Dólar reflete instabilidade

Especialistas ouvidos pelo A Cidade são unânimes ao orientar quem deseja comprar dólar neste momento para que faça a aquisição da moeda norte-americana aos poucos.

“Se preciso viajar nos próximos meses e vou comprar US$ 10 mil, eu sugiro comprar um terço disso porque, se a partir de agora começar a subir, eu já comprei uma parte. Por outro lado, se cair, não gastei tanto. A sugestão é esperar para ver o que vai acontecer”, orienta o consultor financeiro José Rita Moreira.

Mesmo assim, Moreira não crê, mesmo se a economia voltar aos trilhos, que o dólar caia frente ao real.

“Não deve haver grandes variações. De 2011 a 2013 o governo segurou o dólar. O valor que está hoje não é artificial”, afirmou.

O economista Edgard Merlo também aconselha comprar o dólar aos poucos, para estar menos sujeito às variações da moeda. “Quanto mais estabilidade houver, o dólar tende a cair”, conclui.
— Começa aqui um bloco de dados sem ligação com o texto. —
PR #422, opened 2026-06-16
refactor(sdk): add ConfidentialWrapperV3 denylist ABI surface [SDK-215]

ghermet:
## Summary

Adds the `ConfidentialWrapperV3` denylist surface to `packages/sdk/src/abi/{encrypted,wrapper}.abi.ts`. Entries are hand-mirrored from canonical [`ConfidentialWrapperV3.sol`](https://github.com/zama-ai/protocol-apps/blob/main/contracts/confidential-wrapper/contracts/upgrades/ConfidentialWrapperV3.sol) on `protocol-apps/main` because the locally pinned soldeer snapshot (`protocol-apps-wrapper@3bd308fb7cb1`) predates V3.

**Functions** (5): `reinitializeV3`, `blockUser`, `unblockUser`, `isBlocked`, `getUnderlyingDenyListSelector`
**Events** (2): `UserBlocked`, `UserUnblocked`
**Errors** (6): `BlockedUser`, `UserAlreadyBlocked`, `UserAlreadyUnblocked`, `UnderlyingDenyListCallFailed`, `InvalidUnderlyingDenyListResponse`, `UnderlyingDenyListedAddress`

This is **ABI-only** scope from [SDK-215](https://linear.app/zama/issue/SDK-215). No SDK method surface, no `Token.isBlocked()` helper, no event decoders in `events/onchain-events.ts`. Those are open product questions deferred to follow-ups; this PR gets the raw ABI in so viem/ethers consumers can already decode V3 reverts and events.

## Test plan

- [x] `pnpm typecheck` clean
- [x] `pnpm test:run packages/sdk/src/{abi,__tests__,events,contracts}` — 205 tests pass
- [ ] CI green
- [ ] Once the soldeer pin is bumped past V3, regenerate ABIs and diff against this hand-authored set to confirm parity

## Follow-ups

Tracked in [SDK-215](https://linear.app/zama/issue/SDK-215):
- Expose `blockUser` / `unblockUser` / `isBlocked` as `Token` methods? (product decision — owner-only admin actions, may not belong in the user-facing SDK)
- Add `UserBlocked` / `UserUnblocked` decoders to `events/onchain-events.ts` if consumers want to subscribe to denylist changes
- Glossary entry for the three underlying-denylist passthrough errors (USDT-style sanctioned-address surface)

🤖 Generated with [Claude Code](https://claude.com/claude-code)

PR #435, opened 2026-06-16
chore(contracts): bump soldeer wrapper to ConfidentialWrapperV3 and deploy V3 in tests [SDK-220]

ghermet:
## Summary

The wrapper deployed on mainnet and Sepolia is `ConfidentialWrapperV3` on `zama-ai/protocol-apps@main`, but the SDK's soldeer pin `protocol-apps-wrapper@3bd308fb7cb1` was V2-era and had no V3 / no denylist surface — so `contracts/script/Deploy.s.sol` couldn't exercise V3, and [SDK-215](https://linear.app/zama/issue/SDK-215) (#422) had to hand-mirror the denylist ABI.

- Bump `protocol-apps-wrapper` pin to `71611c624ddc` (latest on `protocol-apps@main`; no release tags exist, `main` is the deployment). Registry pin (`0647c5fd9e41`) untouched — no upstream change since April.
- `contracts/script/Deploy.s.sol`: deploy `ConfidentialWrapperV3` as the UUPS implementation and call `reinitializeV3([], bytes4(0), false)` on each proxy so denylist admin (`blockUser`/`unblockUser`/`isBlocked`) and V3 enforcement on transfer/wrap/unwrap are active in the test harness.
- Verified the compiled V3 ABI against the hand-mirrored entries added in [SDK-215](https://linear.app/zama/issue/SDK-215) (#422) — exact match on all 5 functions, 2 events, 6 errors. No reconciliation diff needed; #422 can land as-is.
- Refresh `contracts/VERSIONS.md`: new pin, V3 denylist section, corrected base properties (added missing `Wrap` event, fixed `inferredTotalSupply` accessor description).

Closes [SDK-220](https://linear.app/zama/issue/SDK-220).

## Test plan

- [x] `forge build` clean (V3 + V2 + base wrapper compile together)
- [x] `bash test/playwright/start-anvil.sh 8545` deploys cleanly end-to-end
- [x] On the live anvil proxy, V3 surface verified via `cast`:
  - `isBlocked(0x…01) → false` initially
  - `getUnderlyingDenyListSelector() → (false, 0x00000000)`
  - `blockUser(0x…99)` succeeds (owner = deployer)
  - `isBlocked(0x…99) → true` after blocking
- [x] `pnpm typecheck` clean
- [ ] CI green

## Follow-ups

- [SDK-216](https://linear.app/zama/issue/SDK-216): add the 3-field `Wrap` event to `wrapper.abi.ts` (now verifiable against the local compiled artifact).
- [SDK-223](https://linear.app/zama/issue/SDK-223) (blocked by this): generate ABIs from compiled artifacts instead of hand-maintaining.

### DIFF
--- a/contracts/script/Deploy.s.sol
+++ b/contracts/script/Deploy.s.sol
@@ -6,6 +6,8 @@ import {console} from "forge-std/console.sol";
 import {TestERC20} from "../src/mocks/Erc20Mintable.sol";
 import {TestERC1363} from "../src/mocks/Erc1363Mintable.sol";
 import {ConfidentialWrapper} from "protocol-apps-wrapper/contracts/confidential-wrapper/contracts/ConfidentialWrapper.sol";
+import {ConfidentialWrapperV3} from
+    "protocol-apps-wrapper/contracts/confidential-wrapper/contracts/upgrades/ConfidentialWrapperV3.sol";
 import {IERC20} from "@openzeppelin/contracts/token/ERC20/IERC20.sol";
 import {ERC1967Proxy} from "@openzeppelin/contracts/proxy/ERC1967/ERC1967Proxy.sol";
 import {ConfidentialTokenWrappersRegistry} from "protocol-apps-registry/contracts/confidential-token-wrappers-registry/contracts/ConfidentialTokenWrappersRegistry.sol";
@@ -14,8 +16,10 @@ contract Deploy is Script {
     function run() external {
         vm.startBroadcast();
 
-        // 1. Deploy ConfidentialWrapper implementation (for UUPS proxies)
-        ConfidentialWrapper wrapperImpl = new ConfidentialWrapper();
+        // 1. Deploy ConfidentialWrapperV3 implementation (for UUPS proxies).
+        // V3 matches what's live on mainnet and sepolia (zama-ai/protocol-apps@main),
+        // and exposes the owner-controlled denylist surface (blockUser/unblockUser/isBlocked).
+        ConfidentialWrapperV3 wrapperImpl = new ConfidentialWrapperV3();
         console.log("WrapperImpl:", address(wrapperImpl));
 
         // 2. Deploy test ERC20 tokens
@@ -26,12 +30,12 @@ contract Deploy is Script {
         console.log("USDT:", address(usdt));
 
         // 3. Deploy wrapper proxies directly
-        ConfidentialWrapper cUSDC = _deployWrapper(
+        ConfidentialWrapperV3 cUSDC = _deployWrapper(
             address(wrapperImpl), "Confidential ERC20 Token", "cERC20", IERC20(address(usdc))
         );
         console.log("cUSDC:", address(cUSDC));
 
-        ConfidentialWrapper cUSDT = _deployWrapper(
+        ConfidentialWrapperV3 cUSDT = _deployWrapper(
             address(wrapperImpl), "Confidential Tether USD", "cUSDT", IERC20(address(usdt))
         );
         console.log("cUSDT:", address(cUSDT));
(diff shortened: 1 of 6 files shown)


ankurdotb (dismissed):
[AUTOMATED] Superseded by the review below (re-posted with the Deploy.s.sol nit anchored as an inline line comment). See review 4513883937.

contracts/script/Deploy.s.sol
```diff
@@ -70,6 +74,17 @@ contract Deploy is Script {
         registry.registerConfidentialToken(address(erc1363Token), address(cERC1363));
         console.log("WrappersRegistry:", address(registry));
 
+        // 7. Bring each proxy to V3 storage so denylist admin (blockUser/unblockUser/isBlocked)
```
ankurdotb, line 77: [AUTOMATED] **Required (nit):** duplicate `// 7.` step number. This reinit block is `// 7.`, and line 90 (`// 7. Write deployments.json`) is also labelled `// 7.`. Renumber — this block → `7`, the deployments.json write → `8`.

ankurdotb (changes requested):
[AUTOMATED] ## Code Review — SDK-220

**Verdict: Request changes.** The substance is correct (verified below) — but two stale artifacts introduced by this pin bump should be fixed first. One is inline on `Deploy.s.sol`; the other is here because its file isn't part of this PR's diff, so GitHub can't anchor an inline comment to it.

### Required — stale pin label in the version smoke test
`packages/sdk/src/contracts/__tests__/contracts.test.ts` (not in this PR's diff):
- **Line 216** (comment) and **line 220** (`describe` title) still name `protocol-apps@3bd308fb7cb1`. This PR moves the pin to `71611c624ddc`, so the *version* smoke test now labels the wrong commit. The assertions still pass (the V1 base ABI is byte-identical across the two commits), so it's label-only: update both occurrences `3bd308fb7cb1` → `71611c624ddc`.

### Verified clean (for the record)
- **Pin bump is purely additive** — base wrapper byte-identical at `71611c624ddc` (`finalizeUnwrap` / `Wrap` / `UnwrapRequested` / interfaceId `0x1f1c62b2` unchanged), so the hand-maintained ABIs in #418/#419/#421/#422 stay valid.
- **`Deploy.s.sol` init sequence valid** — `initialize` (v1) → `reinitializeV3` (`reinitializer(3)`) is sound under OZ Initializable 5.1.0 (v2's reinitializer is an empty no-op); `reinitializeV3([], 0x0, false)` has no revert path; empty denylist ⇒ V3 overrides are a no-op pass-through ⇒ existing E2E unaffected.
- **Deterministic addresses preserved** — the `reinitializeV3` calls are deferred past all `CREATE`s, so nonces and the checked-in `deployments.json` (consumed by test-nextjs/test-vite) stay valid.
- **`VERSIONS.md`** accurate, stage-gate language, no internal ticket refs; `forge build` clean; registry pin correctly untouched.

### Merge note
Land this before/with #422 — it's what makes #422's denylist ABI artifact-verifiable and gives the harness a real V3. Contracts-only, so no conflict with the ABI-family PRs.

ghermet:
Fixed the stale pin label in 3a5bff4d — both occurrences in `packages/sdk/src/contracts/__tests__/contracts.test.ts` (line 216 comment + line 220 `describe` title) updated `3bd308fb7cb1` → `71611c624ddc`. All 27 contract tests still pass (assertions were ABI-identical across the two commits, as you noted). Grepped the rest of the repo for the old SHA: no other occurrences.

contracts/script/Deploy.s.sol
ghermet: Fixed in f0e276df — the deployments.json write step is now `// 8.`.

ankurdotb (approved):
[AUTOMATED] ## Code Review — SDK-220

Both required nits are fixed — approving.

- **`contracts/script/Deploy.s.sol`** — step numbers are now sequential: reinit block = `// 7.`, deployments.json write = `// 8.` ✓
- **`packages/sdk/src/contracts/__tests__/contracts.test.ts`** — pin label updated to `71611c624ddc` on both lines 216 and 220 ✓

All prior analysis stands: pin bump is additive (base wrapper ABI byte-identical), V3 init sequence valid under OZ Initializable 5.1.0, deterministic addresses preserved, `VERSIONS.md` accurate.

Evento orienta sobre investimentos

Mais de 50 alunos da FEA-USP participam, neste sábado, da segunda edição do projeto Finanças em Dia no parque Luís Raya, das 15h às 18h.

Divididos em grupos e sob supervisão do professor Marcelo Ambrozini, os estudantes ficarão à disposição de interessados em tirar dúvidas ou conhecer mais a fundo as opções de investimentos e fontes de financiamento existentes no mercado.

Banners com informações também ficarão expostos, ilustrando diversos produtos financeiros, como crédito imobiliário, planos de previdência complementar, consórcio, seguros, Tesouro Direto, CDB, investimento em ações, entre outros. “Queremos levar conhecimento para a comunidade de Ribeirão sobre opções de investimentos financeiros e fontes alternativas de financiamentos”, explica o professor.  

Mais informações sobre o evento podem ser obtidas pelo e-mail marceloambrozini@yahoo.com.br.

Análise>>>Habilidade política contará muito

“Não penso que a recuperação econômica ocorrerá rapidamente, mas poderemos ver a volta dos investimentos e a retomada da confiança do empresariado. Um governo de coalizão e um Banco Central mais ortodoxo são condições necessárias para a retomada do otimismo, mas não são suficientes para aprovar reformas estruturais necessárias. A habilidade política contará muito para o Brasil voltar aos trilhos. Em momentos de grande turbulência e sem conseguirmos traçar um horizonte de longo prazo, a tarefa de cada poupador é pesquisar e comparar cada um dos produtos financeiros disponíveis nos mais diversos bancos e corretoras”.